Excerpts from a dataset:
PR #1087, opened 2020-04-29
feat(storage-proofs): integrate neptune's column tree builder

cryptonemo:


storage-proofs/porep/src/stacked/vanilla/proof.rs
```diff
@@ -480,66 +725,103 @@ impl<'a, Tree: 'static + MerkleTreeTrait, G: 'static + Hasher> StackedDrg<'a, Tr
...
-                info!("building base tree_c {}/{}", i + 1, tree_count);
-                trees.push(DiskTree::<
-                    Tree::Hasher,
-                    Tree::Arity,
-                    typenum::U0,
-                    typenum::U0,
-                >::from_par_iter_with_config(
-                    hashes.into_par_iter(), config.clone()
-                )?);
+        let tree_c_root = match layers {
```
cryptonemo, line 728: @dignifiedquire If you get a chance, I could use some help making this part manageable.  The double layer matching is cumbersome at best ...

.circleci/config.yml
```diff
@@ -26,7 +26,7 @@ jobs:
           no_output_timeout: 30m
       - restore_cache:
           keys:
-            - cargo-v26b-{{ checksum "rust-toolchain" }}-{{ checksum "Cargo.toml" }}-{{ checksum "Cargo.lock" }}-{{ arch }}
+            - cargo-v27a-{{ checksum "rust-toolchain" }}-{{ checksum "Cargo.toml" }}-{{ checksum "Cargo.lock" }}-{{ arch }}
```
dignifiedquire, line 29: lets stay at 26, just go to 26c, also this shouldn't change the groth params, or am I missing sth?

cryptonemo: I tried 26c, but it didn't work (missing params), so I bumped to v27 just to see if I could get that working.  The params are updated because this PR bumps some of the test sectors to have min of 2 layers (instead of 1 for the smaller test ones).

cryptonemo:
@porcuquine These appear to be real errors (I can reproduce locally) -- would any of this work (layer changes, params, etc) cause these to change?  If not, I'll need some help better understanding what's going on there. https://circleci.com/gh/filecoin-project/rust-fil-proofs/45078?utm_campaign=vcs-integration-link&utm_medium=referral&utm_source=github-build-link

.circleci/config.yml
dignifiedquire: we only need to change the full version if we switch from already published ones, because v26 is not yet published, there is no need to change that version yet

filecoin-proofs/src/bin/paramcache.rs
```diff
@@ -24,6 +24,7 @@ const PUBLISHED_SECTOR_SIZES: [u64; 10] = [
     SECTOR_SIZE_16_MIB,
     SECTOR_SIZE_512_MIB,
     SECTOR_SIZE_1_GIB,
+    SECTOR_SIZE_4_GIB,
```
dignifiedquire, line 27: why are we publishing this size?

storage-proofs/porep/Cargo.toml
```diff
@@ -27,10 +27,15 @@ pretty_assertions = "0.6.1"
...
 
 [dev-dependencies]
 tempdir = "0.3.7"
 tempfile = "3"
 rand_xorshift = "0.2.0"
+
+[features]
+default = ["column-builder-gpu"]
+#default = []
+column-builder-gpu = []
```
dignifiedquire, line 41: given that we always build this, we might as well not add a feature

storage-proofs/porep/src/stacked/vanilla/proof.rs
```diff
@@ -356,6 +366,243 @@ impl<'a, Tree: 'static + MerkleTreeTrait, G: 'static + Hasher> StackedDrg<'a, Tr
...
+                    );
+                    let mut columns: Vec<GenericArray<Fr, ColumnArity>> =
+                        vec![
+                            GenericArray::<Fr, ColumnArity>::generate(|_i: usize| Fr::zero());
+                            chunked_nodes_count
+                        ];
+
+                    rayon::scope(|s| {
+                        // spawn n = num_cpus * 2 threads
+                        let n = num_cpus::get() * 2;
```
dignifiedquire, line 453: `num_cpus::get()` already returns hyperthreaded, so probably we should not multiply by 2

filecoin-proofs/src/bin/paramcache.rs
cryptonemo: This was just to help GPU testing 4GiB trees.  A bit quicker than 32GiB ;-)  I don't mind either way if it stays or goes though.

storage-proofs/porep/Cargo.toml
cryptonemo: Right, that changed -- I'll update that.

• Directions
Return all of the entries above exactly as they stand.

• Answer space
PR #1087, opened 2020-04-29
feat(storage-proofs): integrate neptune's column tree builder

cryptonemo:


storage-proofs/porep/src/stacked/vanilla/proof.rs
```diff
@@ -480,66 +725,103 @@ impl<'a, Tree: 'static + MerkleTreeTrait, G: 'static + Hasher> StackedDrg<'a, Tr
...
-                info!("building base tree_c {}/{}", i + 1, tree_count);
-                trees.push(DiskTree::<
-                    Tree::Hasher,
-                    Tree::Arity,
-                    typenum::U0,
-                    typenum::U0,
-                >::from_par_iter_with_config(
-                    hashes.into_par_iter(), config.clone()
-                )?);
+        let tree_c_root = match layers {
```
cryptonemo, line 728: @dignifiedquire If you get a chance, I could use some help making this part manageable.  The double layer matching is cumbersome at best ...

.circleci/config.yml
```diff
@@ -26,7 +26,7 @@ jobs:
           no_output_timeout: 30m
       - restore_cache:
           keys:
-            - cargo-v26b-{{ checksum "rust-toolchain" }}-{{ checksum "Cargo.toml" }}-{{ checksum "Cargo.lock" }}-{{ arch }}
+            - cargo-v27a-{{ checksum "rust-toolchain" }}-{{ checksum "Cargo.toml" }}-{{ checksum "Cargo.lock" }}-{{ arch }}
```
dignifiedquire, line 29: lets stay at 26, just go to 26c, also this shouldn't change the groth params, or am I missing sth?

cryptonemo: I tried 26c, but it didn't work (missing params), so I bumped to v27 just to see if I could get that working.  The params are updated because this PR bumps some of the test sectors to have min of 2 layers (instead of 1 for the smaller test ones).

cryptonemo:
@porcuquine These appear to be real errors (I can reproduce locally) -- would any of this work (layer changes, params, etc) cause these to change?  If not, I'll need some help better understanding what's going on there. https://circleci.com/gh/filecoin-project/rust-fil-proofs/45078?utm_campaign=vcs-integration-link&utm_medium=referral&utm_source=github-build-link

.circleci/config.yml
dignifiedquire: we only need to change the full version if we switch from already published ones, because v26 is not yet published, there is no need to change that version yet

filecoin-proofs/src/bin/paramcache.rs
```diff
@@ -24,6 +24,7 @@ const PUBLISHED_SECTOR_SIZES: [u64; 10] = [
     SECTOR_SIZE_16_MIB,
     SECTOR_SIZE_512_MIB,
     SECTOR_SIZE_1_GIB,
+    SECTOR_SIZE_4_GIB,
```
dignifiedquire, line 27: why are we publishing this size?

storage-proofs/porep/Cargo.toml
```diff
@@ -27,10 +27,15 @@ pretty_assertions = "0.6.1"
...
 
 [dev-dependencies]
 tempdir = "0.3.7"
 tempfile = "3"
 rand_xorshift = "0.2.0"
+
+[features]
+default = ["column-builder-gpu"]
+#default = []
+column-builder-gpu = []
```
dignifiedquire, line 41: given that we always build this, we might as well not add a feature

storage-proofs/porep/src/stacked/vanilla/proof.rs
```diff
@@ -356,6 +366,243 @@ impl<'a, Tree: 'static + MerkleTreeTrait, G: 'static + Hasher> StackedDrg<'a, Tr
...
+                    );
+                    let mut columns: Vec<GenericArray<Fr, ColumnArity>> =
+                        vec![
+                            GenericArray::<Fr, ColumnArity>::generate(|_i: usize| Fr::zero());
+                            chunked_nodes_count
+                        ];
+
+                    rayon::scope(|s| {
+                        // spawn n = num_cpus * 2 threads
+                        let n = num_cpus::get() * 2;
```
dignifiedquire, line 453: `num_cpus::get()` already returns hyperthreaded, so probably we should not multiply by 2

filecoin-proofs/src/bin/paramcache.rs
cryptonemo: This was just to help GPU testing 4GiB trees.  A bit quicker than 32GiB ;-)  I don't mind either way if it stays or goes though.

storage-proofs/porep/Cargo.toml
cryptonemo: Right, that changed -- I'll update that.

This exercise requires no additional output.